■ TASK DIRECTIONS
Please restate each entry below, word for word.

■ SUPPLIED DATA

PR #2864, opened 2021-04-01
CMMN case reactivation, part 1

mkiener:
Part 1 consists of copying the case instance, plan items and variables from history back to runtime, reactivate the event listener and trigger it to reactivate the case.

#### Check List:
* Unit tests: YES
* Documentation: NO

### DIFF
--- a/modules/flowable-cmmn-engine/src/main/java/org/flowable/cmmn/engine/impl/agenda/operation/ReactivateCaseInstanceOperation.java
+++ b/modules/flowable-cmmn-engine/src/main/java/org/flowable/cmmn/engine/impl/agenda/operation/ReactivateCaseInstanceOperation.java
@@ -1,0 +1,113 @@
+/* Licensed under the Apache License, Version 2.0 (the "License");
+ * you may not use this file except in compliance with the License.
+ * You may obtain a copy of the License at
+ *
+ *      http://www.apache.org/licenses/LICENSE-2.0
+ *
+ * Unless required by applicable law or agreed to in writing, software
+ * distributed under the License is distributed on an "AS IS" BASIS,
+ * WITHOUT WARRANTIES OR CONDITIONS OF ANY KIND, either express or implied.
+ * See the License for the specific language governing permissions and
+ * limitations under the License.
+ */
+package org.flowable.cmmn.engine.impl.agenda.operation;
+
+import java.util.List;
+
+import org.flowable.cmmn.api.runtime.PlanItemInstanceState;
+import org.flowable.cmmn.engine.impl.persistence.entity.CaseInstanceEntity;
+import org.flowable.cmmn.engine.impl.persistence.entity.PlanItemInstanceEntity;
+import org.flowable.cmmn.engine.impl.repository.CaseDefinitionUtil;
+import org.flowable.cmmn.engine.impl.util.CommandContextUtil;
+import org.flowable.cmmn.model.PlanItem;
+import org.flowable.cmmn.model.ReactivateEventListener;
+import org.flowable.common.engine.api.FlowableIllegalArgumentException;
+import org.flowable.common.engine.impl.interceptor.CommandContext;
+
+/**
+ * This operation reactivates a case model by first setting its reactivation event listener to active and triggering it, then in a second phase step through
+ * all plan items having a reactivation sentry and reactivate them before the model is completely re-evaluated again for reactivation of the case.
+ *
+ * @author Micha Kiener
+ */
+public class ReactivateCaseInstanceOperation extends AbstractCaseInstanceOperation {
+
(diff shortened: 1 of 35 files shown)


modules/flowable-cmmn-engine/src/main/java/org/flowable/cmmn/engine/impl/runtime/CaseInstanceHelperImpl.java
```diff
@@ -421,6 +472,178 @@ protected CaseInstanceEntity createCaseInstanceEntityFromDefinition(CommandConte
...
+        if (caseInstanceEntity instanceof CaseInstanceEntityImpl) {
+            ((CaseInstanceEntityImpl) caseInstanceEntity)
+                .setVariableInstancesToCache(createCaseVariablesFromHistoricCaseInstance(historicCaseInstance, caseInstanceEntity));
+        } else {
+            throw new FlowableIllegalArgumentException("Cannot set variables on reactivated case instance as it is not from expected implementation class.");
+        }
+
+        // create runtime plan items from the history and set them as the new child plan item list
+        caseInstanceEntity.setChildPlanItemInstances(createCasePlanItemsFromHistoricCaseInstance(historicCaseInstance, caseInstanceEntity));
+
```
mkiener, line 524: trigger history manager reactivate method here -> and move the logic below there

modules/flowable-cmmn-engine/src/main/java/org/flowable/cmmn/engine/impl/runtime/CaseInstanceHelperImpl.java
```diff
@@ -421,6 +472,178 @@ protected CaseInstanceEntity createCaseInstanceEntityFromDefinition(CommandConte
...
+     * Creates a copy of the provided historic plan item back to the runtime with exactly the same data. Nothing is changed from a data perspective, not even
+     * the state or any timestamps, this might be changed later on according the reactivation case model.
+     *
+     * @param caseInstanceEntity the copied case instance from the runtime where the plan item is attached to
+     * @param historicPlanItemInstance the historic plan item to be copied back to the runtime
+     * @return the newly created runtime plan item instance for further processing
+     */
+    protected PlanItemInstanceEntity createPlanItemEntityFromHistoricPlanItemInstance(CaseInstanceEntity caseInstanceEntity, HistoricPlanItemInstance historicPlanItemInstance) {
+        PlanItemInstanceEntityManager planItemInstanceEntityManager = cmmnEngineConfiguration.getPlanItemInstanceEntityManager();
+        PlanItemInstanceEntity planItemInstanceEntity = planItemInstanceEntityManager.create();
```
mkiener, line 573: use a new create method as well taking in a historic plan item instance

modules/flowable-cmmn-engine/src/main/java/org/flowable/cmmn/engine/impl/runtime/CaseInstanceHelperImpl.java
```diff
@@ -421,6 +472,178 @@ protected CaseInstanceEntity createCaseInstanceEntityFromDefinition(CommandConte
...
+        if (variables != null) {
+            Map<String, VariableInstanceEntity> newVars = new HashMap<>(variables.size());
+            for (HistoricVariableInstance variable : variables) {
+                VariableInstanceEntity newVariable = variableService.createVariableInstance(
+                    variable.getVariableName(), variableTypes.getVariableType(variable.getVariableTypeName()), variable.getValue());
+
+                newVariable.setId(variable.getId());
+                newVariable.setScopeId(newCaseInstance.getId());
+                newVariable.setScopeType(variable.getScopeType());
+                newVariable.setSubScopeId(variable.getSubScopeId());
```
mkiener, line 637: don't copy, if there is a sub-scope set as it would mean to copy local vars like from stages, etc which we don't need

modules/flowable-cmmn-engine/src/main/java/org/flowable/cmmn/engine/impl/agenda/operation/ReactivateCaseInstanceOperation.java
```diff
@@ -0,0 +1,113 @@
...
+    }
+
+    /**
+     * Reactivates the given plan item into the provided new state. It will also reset all necessary data like ending times to prepare the plan item
+     * being active again once the listener is triggered.
+     *
+     * @param planItem the plan item to be reactivated
+     * @param newState the new state to set
+     */
+    protected void reactivatePlanItem(PlanItemInstanceEntity planItem, String newState) {
```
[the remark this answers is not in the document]
mkiener: Will be a bigger change as it involves a new operation on the agenda and even new transition and listeners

■ FINISHED EXERCISE
PR #2864, opened 2021-04-01
CMMN case reactivation, part 1

mkiener:
Part 1 consists of copying the case instance, plan items and variables from history back to runtime, reactivate the event listener and trigger it to reactivate the case.

#### Check List:
* Unit tests: YES
* Documentation: NO

### DIFF
--- a/modules/flowable-cmmn-engine/src/main/java/org/flowable/cmmn/engine/impl/agenda/operation/ReactivateCaseInstanceOperation.java
+++ b/modules/flowable-cmmn-engine/src/main/java/org/flowable/cmmn/engine/impl/agenda/operation/ReactivateCaseInstanceOperation.java
@@ -1,0 +1,113 @@
+/* Licensed under the Apache License, Version 2.0 (the "License");
+ * you may not use this file except in compliance with the License.
+ * You may obtain a copy of the License at
+ *
+ *      http://www.apache.org/licenses/LICENSE-2.0
+ *
+ * Unless required by applicable law or agreed to in writing, software
+ * distributed under the License is distributed on an "AS IS" BASIS,
+ * WITHOUT WARRANTIES OR CONDITIONS OF ANY KIND, either express or implied.
+ * See the License for the specific language governing permissions and
+ * limitations under the License.
+ */
+package org.flowable.cmmn.engine.impl.agenda.operation;
+
+import java.util.List;
+
+import org.flowable.cmmn.api.runtime.PlanItemInstanceState;
+import org.flowable.cmmn.engine.impl.persistence.entity.CaseInstanceEntity;
+import org.flowable.cmmn.engine.impl.persistence.entity.PlanItemInstanceEntity;
+import org.flowable.cmmn.engine.impl.repository.CaseDefinitionUtil;
+import org.flowable.cmmn.engine.impl.util.CommandContextUtil;
+import org.flowable.cmmn.model.PlanItem;
+import org.flowable.cmmn.model.ReactivateEventListener;
+import org.flowable.common.engine.api.FlowableIllegalArgumentException;
+import org.flowable.common.engine.impl.interceptor.CommandContext;
+
+/**
+ * This operation reactivates a case model by first setting its reactivation event listener to active and triggering it, then in a second phase step through
+ * all plan items having a reactivation sentry and reactivate them before the model is completely re-evaluated again for reactivation of the case.
+ *
+ * @author Micha Kiener
+ */
+public class ReactivateCaseInstanceOperation extends AbstractCaseInstanceOperation {
+
(diff shortened: 1 of 35 files shown)


modules/flowable-cmmn-engine/src/main/java/org/flowable/cmmn/engine/impl/runtime/CaseInstanceHelperImpl.java
```diff
@@ -421,6 +472,178 @@ protected CaseInstanceEntity createCaseInstanceEntityFromDefinition(CommandConte
...
+        if (caseInstanceEntity instanceof CaseInstanceEntityImpl) {
+            ((CaseInstanceEntityImpl) caseInstanceEntity)
+                .setVariableInstancesToCache(createCaseVariablesFromHistoricCaseInstance(historicCaseInstance, caseInstanceEntity));
+        } else {
+            throw new FlowableIllegalArgumentException("Cannot set variables on reactivated case instance as it is not from expected implementation class.");
+        }
+
+        // create runtime plan items from the history and set them as the new child plan item list
+        caseInstanceEntity.setChildPlanItemInstances(createCasePlanItemsFromHistoricCaseInstance(historicCaseInstance, caseInstanceEntity));
+
```
mkiener, line 524: trigger history manager reactivate method here -> and move the logic below there

modules/flowable-cmmn-engine/src/main/java/org/flowable/cmmn/engine/impl/runtime/CaseInstanceHelperImpl.java
```diff
@@ -421,6 +472,178 @@ protected CaseInstanceEntity createCaseInstanceEntityFromDefinition(CommandConte
...
+     * Creates a copy of the provided historic plan item back to the runtime with exactly the same data. Nothing is changed from a data perspective, not even
+     * the state or any timestamps, this might be changed later on according the reactivation case model.
+     *
+     * @param caseInstanceEntity the copied case instance from the runtime where the plan item is attached to
+     * @param historicPlanItemInstance the historic plan item to be copied back to the runtime
+     * @return the newly created runtime plan item instance for further processing
+     */
+    protected PlanItemInstanceEntity createPlanItemEntityFromHistoricPlanItemInstance(CaseInstanceEntity caseInstanceEntity, HistoricPlanItemInstance historicPlanItemInstance) {
+        PlanItemInstanceEntityManager planItemInstanceEntityManager = cmmnEngineConfiguration.getPlanItemInstanceEntityManager();
+        PlanItemInstanceEntity planItemInstanceEntity = planItemInstanceEntityManager.create();
```
mkiener, line 573: use a new create method as well taking in a historic plan item instance

modules/flowable-cmmn-engine/src/main/java/org/flowable/cmmn/engine/impl/runtime/CaseInstanceHelperImpl.java
```diff
@@ -421,6 +472,178 @@ protected CaseInstanceEntity createCaseInstanceEntityFromDefinition(CommandConte
...
+        if (variables != null) {
+            Map<String, VariableInstanceEntity> newVars = new HashMap<>(variables.size());
+            for (HistoricVariableInstance variable : variables) {
+                VariableInstanceEntity newVariable = variableService.createVariableInstance(
+                    variable.getVariableName(), variableTypes.getVariableType(variable.getVariableTypeName()), variable.getValue());
+
+                newVariable.setId(variable.getId());
+                newVariable.setScopeId(newCaseInstance.getId());
+                newVariable.setScopeType(variable.getScopeType());
+                newVariable.setSubScopeId(variable.getSubScopeId());
```
mkiener, line 637: don't copy, if there is a sub-scope set as it would mean to copy local vars like from stages, etc which we don't need

modules/flowable-cmmn-engine/src/main/java/org/flowable/cmmn/engine/impl/agenda/operation/ReactivateCaseInstanceOperation.java
```diff
@@ -0,0 +1,113 @@
...
+    }
+
+    /**
+     * Reactivates the given plan item into the provided new state. It will also reset all necessary data like ending times to prepare the plan item
+     * being active again once the listener is triggered.
+     *
+     * @param planItem the plan item to be reactivated
+     * @param newState the new state to set
+     */
+    protected void reactivatePlanItem(PlanItemInstanceEntity planItem, String newState) {
```
[the remark this answers is not in the document]
mkiener: Will be a bigger change as it involves a new operation on the agenda and even new transition and listeners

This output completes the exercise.